Grassmann.jl vs Quaternions.jl

[chakravala]

Grassmann.jl has its own dedicated Quaternion type for a while now, I've been focused on smoothing out various general things related to this package. Now things have stabilized and smoothed out again, I can look into further standardizing the quaternion interface. Grassmann.jl supports quaternions in a much more general way, but it the definitions are such that k = -v13

julia> using Grassmann; basis"3"
(⟨×××⟩, v, v₁, v₂, v₃, v₁₂, v₁₃, v₂₃, v₁₂₃)

julia> s,i,j,k = v,v12,-v13,v23
(v, v₁₂, -1v₁₃, v₂₃)

julia> i*j == k
true

julia> quatvalues(s+2i+3j+4k)
4-element StaticVectors.Values{4, Int64} with indices SOneTo(4):
 1
 2
 3
 4

julia> v1 ⊘ exp(π*i/2)
-1.0v₁ + 1.2246467991473532e-16v₂ + 0.0v₃

julia> v1 ⊘ exp(π*i/4)
2.220446049250313e-16v₁ + 1.0v₂ + 0.0v₃

julia> v1 ⊘ exp(π*i/8)
0.7071067811865475v₁ + 0.7071067811865476v₂ + 0.0v₃

julia> (v1+v2+v3) ⊘ exp(π*i/8+j*π/3)
-0.1577202379738252v₁ + 1.6085211528719414v₂ - 0.6227230743251773v₃

If anybody has anything to say about this, let me know.

[hyrodium]

Hi, thank you for maintaining Grassmann.jl!
I think https://juliapackagecomparisons.github.io/comparisons/math/quaternions/ (and its repo) is the right place to discuss the comparisons between these packages.

If you would like to add compatibility with Quaternions.jl to Grassmann.jl, it would be reasonable to define some methods in a package extension. Feel free to contact me if you have any problems! I'm happy to help with that.

[sethaxen]

I don't see any particular need for integration between Quaternions and Grassmann:

• the packages seem to have very different scopes
• there are multiple packages that implement quaternions without integrating with each other; this is fine
• it sounds like neither you nor we are needing or asking for an integration, nor have any users of our packages. Integration without a use case for it would be premature.

[ronisbr]

You can keep building on deprecated software, but the foundation has been laid for deeper and more sophisticated ways of interacting with quaternions.

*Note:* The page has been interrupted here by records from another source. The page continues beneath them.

PR #204, opened 2026-04-11
fix: use utf-8 encoding and LF newlines for all text file IO

NYCU-Chung:
## Summary

Python's `open()` / `Path.write_text()` / `Path.read_text()` default to the
system locale encoding on Windows (CP1252 / CP932 / CP950), causing
`UnicodeEncodeError` when graph labels contain CJK characters or emojis.
This breaks file writes *after* LLM extraction is complete, discarding the
paid Claude API work from pass 3.

Also forces LF line endings for git hook installation, extending the fix
direction of commit `210243f` ("fix hook reinstall, CRLF labels") to the
remaining hook write sites.

## Concrete failure modes

1. **GRAPH_REPORT.md / wiki `.md` / Cypher `.txt` writes crash on CJK Windows**
   Unlike `graph.json` (which benefits from `json.dumps`'s default
   `ensure_ascii=True` escaping), these files write raw CJK bytes. Under
   CP932 (JP) / CP950 (zh-TW) / CP949 (KR) locales, the final write step
   raises `UnicodeEncodeError` and destroys the extraction run.

2. **Git hook CRLF breaks `sh` interpreter**
   `Path.write_text()` without `newline="\n"` converts `\n` → `\r\n` on
   Windows, producing a `#!/bin/sh\r` shebang. Git Bash / WSL then reports
   `bad interpreter: No such file or directory` when the hook fires. This
   is the same class of bug as `210243f`.

3. **`read_text()` on UTF-8 files written by other platforms**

I just want to add an information here for future readers of this thread.

There is a huge number of applications using quaternions and each one has its own specificities. For example, I work with the attitude control subsystem of satellites. For us, quaternions are a good attitude representation. However, we see them as a 4 x 1 vector with real numbers and we only need to implement quaternion multiplication and its conversion to direct cosine matrices, Rodriguez parameters, Euler angles, etc. With only those algorithms, we can control the satellite attitude (it is almost the same with airplanes).

Now, I am seeking to develop an entire AOCS system using Julia language in a CubeSat. We have huge constraints on memory and processing power. Let's see how much time it takes to import each package:

julia> @time using Grassmann
  0.218593 seconds (354.27 k allocations: 27.317 MiB, 1.45% compilation time)

julia> @time using ReferenceFrameRotations
  0.144537 seconds (278.27 k allocations: 15.431 MiB, 1.52% compilation time)

julia> @time using Quaternions
  0.004729 seconds (9.21 k allocations: 728.609 KiB)

Hence, for my application, I will probably use Quaternions.jl and "copy" the required algorithm from ReferenceFrameRotations.jl to convert them to DCMs. Those timings show that Quaternions.jl probably has a significant smaller footprint compared to the other ones.

My point here is that having a way more complex package as Grassmann.jl that can provide an excellent workspace to deal with quaternion algebra does not turn every other package that defines quaternion deprecated.

[ronisbr]

This information is very nice indeed! Thanks for sharing!